- Yann LeCun, a Turing Award winner and former chief AI scientist at Meta, left the company in late 2025 to found AMI Labs, a Paris-based startup pursuing AI architectures that do not rely on large language models.
- AMI Labs secured approximately $5 billion in funding to develop what LeCun calls “world models” that learn by observing and predicting physical reality rather than processing text.
- LeCun argues that LLMs are fundamentally limited because they lack persistent memory, cannot plan reliably, and do not understand the physical world.
- The venture represents the largest known financial bet against the LLM paradigm that dominates commercial AI development.
What Happened
Yann LeCun, who spent over a decade as Meta’s chief AI scientist and led the company’s Fundamental AI Research (FAIR) lab, departed to launch AMI Labs in Paris. MIT Technology Review reported on January 22, 2026, in an article by journalist Caiwei Chen, that LeCun’s new company had raised approximately $5 billion to pursue an alternative to the large language model approach that powers ChatGPT, Claude, Gemini, and virtually every other commercial AI product.
LeCun is one of three researchers who received the 2018 Turing Award for foundational work on deep learning, alongside Geoffrey Hinton and Yoshua Bengio. His departure from Meta represents one of the highest-profile exits in AI research history and the clearest institutional expression of his long-standing disagreement with the LLM-dominated direction the field has taken.
Why It Matters
Nearly every major AI company has concentrated its resources on scaling large language models. OpenAI, Google, Anthropic, and Meta have collectively spent tens of billions of dollars training systems that work by predicting the next token in a text sequence. LeCun is betting that this paradigm is a dead end for achieving general intelligence.
His core argument is that LLMs operate on text alone and cannot develop genuine understanding of the physical world. “These systems can generate fluent text, but they don’t understand anything,” LeCun has stated in public remarks. He contends that real intelligence requires the ability to build internal models of how the world works, predict outcomes of actions, and plan over extended time horizons. Current LLMs cannot do any of these things reliably.
The $5 billion funding round gives AMI Labs the resources to pursue this thesis at a scale comparable to the frontier model labs it is challenging.
Technical Details
AMI Labs is pursuing what LeCun calls a Joint Embedding Predictive Architecture (JEPA). Unlike LLMs, which are trained to predict the next word in a sequence, JEPA-based systems learn by predicting abstract representations of sensory input. The model observes video, audio, or other physical data and learns to predict what will happen next in a compressed representation space rather than in raw pixel or text token space.

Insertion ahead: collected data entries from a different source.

PR #732, opened 2021-02-24
fix: authorize client should check tokens on backward

denis-tingaikin:

## Issue
authorize client should check tokens on backward because on forward it have not server's cert and also it will cover much more cases.

### DIFF
--- a/pkg/networkservice/chains/client/client.go
+++ b/pkg/networkservice/chains/client/client.go
@@ -93,12 +93,12 @@ func NewClient(ctx context.Context, cc grpc.ClientConnInterface, clientOpts ...O
 		append(
 			append([]networkservice.NetworkServiceClient{
 				updatepath.NewClient(opts.name),
-				opts.authorizeClient,
 				serialize.NewClient(),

This approach is designed to enable “world models”: internal simulations of physical reality that an AI system can use to reason about consequences, plan actions, and understand spatial and temporal relationships. LeCun published foundational research on JEPA while leading Meta’s FAIR lab, including V-JEPA for video understanding and I-JEPA for image understanding. Both demonstrated the ability to learn useful representations from unlabeled data without generative pretraining.
AMI Labs intends to scale these architectures using its funding to train world models on massive datasets of video, robotics interaction data, and other physical-world observations. The company is recruiting researchers from European universities, INRIA, and Meta’s own FAIR lab.
Who’s Affected
The AI research community is most directly affected. If AMI Labs produces systems that outperform LLMs on planning, physical reasoning, or real-world interaction, it would validate LeCun’s critique and potentially redirect billions in research investment. Companies built on LLM infrastructure, notably OpenAI and Anthropic, would face questions about whether their core architecture has a ceiling.
Investors also have a stake. The $5 billion raise signals that major funders believe the LLM approach has fundamental limitations that additional scaling will not resolve. Meta, which lost its chief AI scientist and potentially several FAIR researchers, must continue its AI efforts without one of the field’s most recognized figures.
What’s Next
AMI Labs has not announced a product timeline or specific benchmarks it intends to target. LeCun has indicated that the company’s initial focus will be on training large-scale world models and publishing peer-reviewed research. The central unanswered question is whether JEPA-based architectures can match or exceed LLMs on practical, commercially relevant tasks. Until AMI Labs demonstrates concrete results on recognized benchmarks, the $5 billion investment remains a high-conviction bet on a framework that most of the industry has not adopted.